[RESOLVED] google finance xss warning

[marlow]

I see an alert from noscript whenever I view a stock chart page in google finance.
An example of the message in the error console:

[NoScript XSS] Sanitized suspicious request. Original URL [http://ad-g.doubleclick.net/adi/com.gf. ... google.com] requested from [http://www.google.com/finance?q=NASDAQ:AAPL]. Sanitized URL: [http://ad-g.doubleclick.net/adi/com.gf. ... 9999999999].


I guess this means that though I'm viewing http://www.google.com/finance_bla_bla noscript is telling me that info is really being sent to/received from ad-g.doubleclick.net_bla_bla

This occurs with noscript 1.9.9.42 and has occurred in the last few versions.
My questions are:
1. Seems odd to me that a warning shows up since my hosts file redirects ad-g.doubleclick.net to 127.0.0.1 anyways. Could this trigger the warning or is it irrelevant to noscript?
2. Google finance is a major site and we know that many sites use doubleclick and try to load in advertising or tracking and it is not necessarily malicious, just annoying--so might this be something that can be cleared up in a noscript update?
3. Or should it be handled on a user basis with an exception? I am a newbie here, but I had a go: adding a noscript "Anti-XSS Exception" of
^http://www.google.com/finance.... didn't help, but specifying this
^http://ad-g.doubleclick.net
does stop the warning messages. Is that a sensible regex exception to use?
I actually hate to grant an exception to anything named "doubleclick" since I'm not fond of lots of tracking.

Thank you.
marlow

[Giorgio Maone]

1. Seems odd to me that a warning shows up since my hosts file redirects ad-g.doubleclick.net to 127.0.0.1 anyways. Could this trigger the warning or is it irrelevant to noscript?

XSS checks are performed before DNS resolution, therefore there's no way for NoScript to tell ad-g.doubleclick.net gores to 127.0.0.1

2. Google finance is a major site and we know that many sites use doubleclick and try to load in advertising or tracking and it is not necessarily malicious, just annoying--so might this be something that can be cleared up in a noscript update?

Maybe, but not sure. The problem is not doubleclick being malicious or less, but that specific URL containing a pattern which matches with a non-trivial JavaScript fragment, hinting at a cross-site scripting attack. In this case it's a false positive, but not that easy to tell.

I actually hate to grant an exception to anything named "doubleclick" since I'm not fond of lots of tracking.

In fact, you won't get any XSS warning anymore as soon as you just forbid doubleclick.net. Why do you have it allowed?

[marlow]

Thanks much for the helpful reply. I now understand better how & where noscript gets involved in the process.

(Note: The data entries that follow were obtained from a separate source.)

PR #2864, opened 2015-07-31
Do not test cfr package, because it fails due to CloudFront deactivation

uaalto:
It came up in Travis

### DIFF
--- a/testpackages.txt
+++ b/testpackages.txt
@@ -23,7 +23,6 @@ github.com/getlantern/lantern-mobile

I use noscript very much without being an expert in its features.

In fact, you won't get any XSS warning anymore as soon as you just forbid doubleclick.net. Why do you have it allowed?

I need to spend more time studying the documentation, cause it is not obvious to me how I can simply "forbid doubleclick.net." Even after searching thru the faqs, docs and forums.
On the page where I get the XSS warning, if I click on the noscript icon, I get an option to "forbid google.com" which I don't want to do. I also see the option to mark "about:neterror as untrusted," but that doesn't seem to be what I want either.

In the options dialogues, I see where to enter sites in the "whitelist" but don't see any to set a "blacklist." I see in the noscript documentation

If you know you don't want to allow a certain site now and in the foreseeable future, you can permanently mark it as untrusted: just click the NoScript icon, open the Untrusted menu and select the Mark bad-site.com as Untrusted menu item.

but --and this sounds dumb I know-- I don't see precisely how to "open the Untrusted menu"
There must be some menu option or keystroke I'm not noticing

marlow

[Giorgio Maone]

You're getting "about:neterror" rather than "doubleclick.net" because of your host file breaking the load.
Until you keep this configuration, the XSS exception is the way to go.
Anyway, did "Allow script globally", perhaps? Otherwise, doubleclick.net would be already forbidden.

[marlow]

You're correct about "Scripts Globally Allowed" Giorgio.
Changing some options I did just notice that the xss warnings on the page are being shown iff I have
"Scripts Globally Allowed." When I unchecked this, the XSS warning on the page no longer appears -- even without my adding the anti-xss protection exception: ^http://ad-g.doubleclick.net .

In other words, I guess doubleclick.net is automatically "forbidden" because it is not included in the noscript Whitelist, but when I specified "Scripts Globally Allowed" I disabled this blocking.

I had had "Scripts Globally Allowed" specified for some time, having some difficulty or other a while back. I set it this way when I was on a page other than google.com/finance and it is likely that this is when I began to generate the xss warnings--and I didn't guess this was the cause.

This has been a helpful discussion for me.
Thanks again very much.
I think we can consider this problem/question solved!